Abstract
Sphingomyelin synthase (SMS) plays an important role in plasma atherogenic lipoprotein metabolism, inflammation, and the development of atherosclerosis. To understand whether the impaired apoB secretion and inflammation response is a direct result from lack of SMS activity, in this study, we prepared a series of compounds that inhibit SMS activity. Further, we characterized Dy105, the most potent inhibitor. We found that Dy105 treatment significantly reduces SM levels in SM-rich microdomain on cell membranes. Moreover, we found that SMS inhibition reduces apoB secretion in a human hepatoma cell line and reduces the activation of NFκB and p38, a MAP kinase, in bone marrow derived macrophages. These studies provided further evidence that SMS activity regulates atherogenic lipoprotein metabolism and inflammatory responses. Pharmacologic inhibition of SMS may be a new therapy for atherosclerosis by reducing apoB secretion, and reducing inflammation.
Highlights
In the developed countries, coronary heart disease (CHD) is the major cause of mortality
Sphingomyelin synthase (SMS) activity inhibitors Based on homology modeling and molecular dynamics simulation, we have reported a structural model of human SMS1 [32]

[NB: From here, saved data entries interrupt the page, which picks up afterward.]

PR #1311, opened 2022-10-04
Improved pagination design in file browser

### LINKED ISSUE #725: reduce pagination thumbs
when a folder has a large number of files, it would be useful to reduce the number of pages displayed at the bottom:

image

mvandenburgh:
Fixes #725.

We found that the compound significantly decreases Huh7 cell (Fig. 2A and B) and bone marrow derived macrophages (BMM) (Fig. 2C and D) SMS activity in a dose dependent fashion
Summary
Coronary heart disease (CHD) is the major cause of mortality. Statin therapy is the main option for CHD clinical management. Statin therapy is not always responsive and sometimes patient is intolerant to this therapy [1,2,3,4,5,6]. Additional approaches are necessary to lower plasma atherogenic lipoprotein levels, and act synergistically with statins. Serum or plasma sphingomyelin (SM) is considered as a risk factor for CHD [7,8] and that SM levels are prognostic in patients with acute coronary syndrome [8]. Serum SM levels are enriched on atherogenic lipoproteins such as very low density lipoprotein (VLDL), low density lipoprotein (LDL), and chylomicron [9,10]. Subendothelial retention and aggregation of atherogenic lipoproteins play a very important role in atherogenesis [12,13]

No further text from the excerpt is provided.